TASK DIRECTIONS. Each record below needs to be retyped exactly.
======== LISTED ENTRIES
PR #5851, opened 2023-07-04
Check that provided cID, pID exist, redirect if not - fixes #5743

### LINKED ISSUE #5743: Admin->Move Product: after move, debug created with browser Back button
If you move a product from a category, then after completing the move, go back to that category using the Back button (twice), you pass the Move infobox on the way, creating the debug:

> [02-Jun-2023 16:01:48 UTC] Request URI: /zencart/admin/index.php?cmd=category_product_listing&cPath=17&product_type=1&pID=181&action=move_product&page=1, IP address: 127.0.0.1, Language id 1
> #0 D:\GitHub\zencart\admin\includes\modules\move_product.php(12): zen_debug_error_handler()
> #1 D:\GitHub\zencart\admin\category_product_listing.php(1094): require('D:\\GitHub\\zenca...')
> #2 D:\GitHub\zencart\admin\index.php(11): require('D:\\GitHub\\zenca...')
> --> PHP Warning: Undefined variable $pInfo in D:\GitHub\zencart\admin\includes\modules\move_product.php on line 12.

+ another 21 warnings.

I thought it would be straightforward to add a redirect before 12,  back to the original category if $pInfo not set, as handily $current_category_id still exists.
But, no, another error is created related to zen_redirect and the keepalive module...

neekfenwick:
Guards against using 'back' button to revisit page with previous values that are no longer valid, e.g. after move_product to another category.

### DIFF
--- a/includes/classes/sniffer.php
+++ b/includes/classes/sniffer.php
@@ -74,5 +74,53 @@ class sniffer extends base {
     }
     return false;
   }
+
+    /**
+     * Return true if the specified row exists in the table.
+     *
+     * @param string $table_name The table to query.
+     * @param string $key_name The key to check.
+     * @param int    $key_value The value that key_name must equal.
+     * @return void
+     */
+    public function rowExists(string $table_name, string $key_name, int $key_value): bool
+    {
+        global $db;
+        $sql = 'SELECT COUNT(*) AS cc FROM :table_name WHERE :key_name = :key_value;';
+        $sql = $db->bindVars($sql, ':key_name', $key_name, 'passthru');
+        $sql = $db->bindVars($sql, ':key_value', $key_value, 'integer');
+        $sql = $db->bindVars($sql, ':table_name', $table_name, 'passthru');
+        $rs = $db->Execute($sql);
+        return $rs->fields['cc'] != 0;
+    }
+
+    /**
+     * Return true if the specified row exists in the table.
+     * Key column names taken from $key_names are matched against equivalent
+     * key values in $key_values.
+     *
+     * @param string $table_name The table to query.
+     * @param array  $key_names The array of keys to check.
+     * @param array  $key_values The array of values that key_names must equal.
+     * @return void
+     */
+    public function rowExistsComposite(string $table_name, array $key_names, array $key_values): bool
+    {
+        global $db;
+        $sql = 'SELECT COUNT(*) AS cc FROM :table_name WHERE ';
+        $sql .= join(' AND ', array_map(
+            function ($key, $value) {
+                global $db;
+                $bit = ':key = :value';
+                $bit = $db->bindVars($bit, ':key', $key, 'passthru');
+                $bit = $db->bindVars($bit, ':value', $value, 'integer');
+                return $bit;
+            },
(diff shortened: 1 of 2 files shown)


lat9 (changes requested):
Since the changes to the sniffer class comprise the creation of a new method, that method should adhere to [PSR-12](https://www.php-fig.org/psr/psr-12/).

In addition, since zc158 supports PHP versions 7.3 to 8.2, the use of the `union types` should not be used, since that feature was introduced in [PHP 8.0](https://www.php.net/manual/en/language.types.declarations.php).

neekfenwick:
> Since the changes to the sniffer class comprise the creation of a new method, that method should adhere to [PSR-12](https://www.php-fig.org/psr/psr-12/).
> 
> In addition, since zc158 supports PHP versions 7.3 to 8.2, the use of the `union types` should not be used, since that feature was introduced in [PHP 8.0](https://www.php.net/manual/en/language.types.declarations.php).

That's an awfully long spec, and I doubt we adhere to every part of it (80 char line length?) .. Can you point out what I need to change please?

For union types, sorry I thought we were supporting 8.0+, my mistake.  What would you suggest here, introduce two functions, one that takes strings and another that takes arrays?  I admit I coded myself into a corner when I needed to match against a composite key in `products_to_categories` :)

includes/classes/sniffer.php
```diff
@@ -74,5 +74,40 @@ function field_type($table_name, $field_name, $field_type, $return_found = false
...
+   * If arrays are passed, each element in $key_name will be matched against
+   * its corresponding index entry in $key_value, similar to how str_replace()
+   * works.
+   *
+   * @param [string] $table_name The table to query.
+   * @param [string|array] $key_name The key, or array of keys, to check.
+   * @param [int|array] $key_value The value, or array of values, that key_name must equal.
+   * @return void
+   */
+  function row_exists(string $table_name, string|array $key_name, int|array $key_value) : bool {
```
lat9, line 90: - Use `public function`
- Opening brace on new line
- No space between ending parenthesis and `:`
- Remove `union types`, not supported until PHP 8.0

lat9 (changes requested):
Besides the specific comment for the class method definition, code should use an indent of 4 spaces (no tabs).  It's also preferable, but not required, to use `camelCased` class-method names, e.g. `rowExists` vs. `row_exists`.

includes/classes/sniffer.php
neekfenwick: Ah gotcha, thanks for the patience. I've pushed a fix for most issues. (also installed a PSR-12 linter to make this easier in future, though vscode integration is a bit clunky)

On the other two, the sniffer.php file is aready using 2 spaces for indent and function names like `table_exists` not `tableExists` .. should I copy that, or use new standards in my addition only, or convert the whole file to the newer standard?

lat9 (approved):

scottcwilson:
Please squash so we can merge.  Thanks!

neekfenwick:
> Please squash so we can merge. Thanks!

Squashed and pushed.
================
FINISHED TASK.
PR #5851, opened 2023-07-04
Check that provided cID, pID exist, redirect if not - fixes #5743

### LINKED ISSUE #5743: Admin->Move Product: after move, debug created with browser Back button
If you move a product from a category, then after completing the move, go back to that category using the Back button (twice), you pass the Move infobox on the way, creating the debug:

> [02-Jun-2023 16:01:48 UTC] Request URI: /zencart/admin/index.php?cmd=category_product_listing&cPath=17&product_type=1&pID=181&action=move_product&page=1, IP address: 127.0.0.1, Language id 1
> #0 D:\GitHub\zencart\admin\includes\modules\move_product.php(12): zen_debug_error_handler()
> #1 D:\GitHub\zencart\admin\category_product_listing.php(1094): require('D:\\GitHub\\zenca...')
> #2 D:\GitHub\zencart\admin\index.php(11): require('D:\\GitHub\\zenca...')
> --> PHP Warning: Undefined variable $pInfo in D:\GitHub\zencart\admin\includes\modules\move_product.php on line 12.

+ another 21 warnings.

I thought it would be straightforward to add a redirect before 12,  back to the original category if $pInfo not set, as handily $current_category_id still exists.
But, no, another error is created related to zen_redirect and the keepalive module...

neekfenwick:
Guards against using 'back' button to revisit page with previous values that are no longer valid, e.g. after move_product to another category.

### DIFF
--- a/includes/classes/sniffer.php
+++ b/includes/classes/sniffer.php
@@ -74,5 +74,53 @@ class sniffer extends base {
     }
     return false;
   }
+
+    /**
+     * Return true if the specified row exists in the table.
+     *
+     * @param string $table_name The table to query.
+     * @param string $key_name The key to check.
+     * @param int    $key_value The value that key_name must equal.
+     * @return void
+     */
+    public function rowExists(string $table_name, string $key_name, int $key_value): bool
+    {
+        global $db;
+        $sql = 'SELECT COUNT(*) AS cc FROM :table_name WHERE :key_name = :key_value;';
+        $sql = $db->bindVars($sql, ':key_name', $key_name, 'passthru');
+        $sql = $db->bindVars($sql, ':key_value', $key_value, 'integer');
+        $sql = $db->bindVars($sql, ':table_name', $table_name, 'passthru');
+        $rs = $db->Execute($sql);
+        return $rs->fields['cc'] != 0;
+    }
+
+    /**
+     * Return true if the specified row exists in the table.
+     * Key column names taken from $key_names are matched against equivalent
+     * key values in $key_values.
+     *
+     * @param string $table_name The table to query.
+     * @param array  $key_names The array of keys to check.
+     * @param array  $key_values The array of values that key_names must equal.
+     * @return void
+     */
+    public function rowExistsComposite(string $table_name, array $key_names, array $key_values): bool
+    {
+        global $db;
+        $sql = 'SELECT COUNT(*) AS cc FROM :table_name WHERE ';
+        $sql .= join(' AND ', array_map(
+            function ($key, $value) {
+                global $db;
+                $bit = ':key = :value';
+                $bit = $db->bindVars($bit, ':key', $key, 'passthru');
+                $bit = $db->bindVars($bit, ':value', $value, 'integer');
+                return $bit;
+            },
(diff shortened: 1 of 2 files shown)


lat9 (changes requested):
Since the changes to the sniffer class comprise the creation of a new method, that method should adhere to [PSR-12](https://www.php-fig.org/psr/psr-12/).

In addition, since zc158 supports PHP versions 7.3 to 8.2, the use of the `union types` should not be used, since that feature was introduced in [PHP 8.0](https://www.php.net/manual/en/language.types.declarations.php).

neekfenwick:
> Since the changes to the sniffer class comprise the creation of a new method, that method should adhere to [PSR-12](https://www.php-fig.org/psr/psr-12/).
> 
> In addition, since zc158 supports PHP versions 7.3 to 8.2, the use of the `union types` should not be used, since that feature was introduced in [PHP 8.0](https://www.php.net/manual/en/language.types.declarations.php).

That's an awfully long spec, and I doubt we adhere to every part of it (80 char line length?) .. Can you point out what I need to change please?

For union types, sorry I thought we were supporting 8.0+, my mistake.  What would you suggest here, introduce two functions, one that takes strings and another that takes arrays?  I admit I coded myself into a corner when I needed to match against a composite key in `products_to_categories` :)

includes/classes/sniffer.php
```diff
@@ -74,5 +74,40 @@ function field_type($table_name, $field_name, $field_type, $return_found = false
...
+   * If arrays are passed, each element in $key_name will be matched against
+   * its corresponding index entry in $key_value, similar to how str_replace()
+   * works.
+   *
+   * @param [string] $table_name The table to query.
+   * @param [string|array] $key_name The key, or array of keys, to check.
+   * @param [int|array] $key_value The value, or array of values, that key_name must equal.
+   * @return void
+   */
+  function row_exists(string $table_name, string|array $key_name, int|array $key_value) : bool {
```
lat9, line 90: - Use `public function`
- Opening brace on new line
- No space between ending parenthesis and `:`
- Remove `union types`, not supported until PHP 8.0

lat9 (changes requested):
Besides the specific comment for the class method definition, code should use an indent of 4 spaces (no tabs).  It's also preferable, but not required, to use `camelCased` class-method names, e.g. `rowExists` vs. `row_exists`.

includes/classes/sniffer.php
neekfenwick: Ah gotcha, thanks for the patience. I've pushed a fix for most issues. (also installed a PSR-12 linter to make this easier in future, though vscode integration is a bit clunky)

On the other two, the sniffer.php file is aready using 2 spaces for indent and function names like `table_exists` not `tableExists` .. should I copy that, or use new standards in my addition only, or convert the whole file to the newer standard?

lat9 (approved):

scottcwilson:
Please squash so we can merge.  Thanks!

neekfenwick:
> Please squash so we can merge. Thanks!

Squashed and pushed.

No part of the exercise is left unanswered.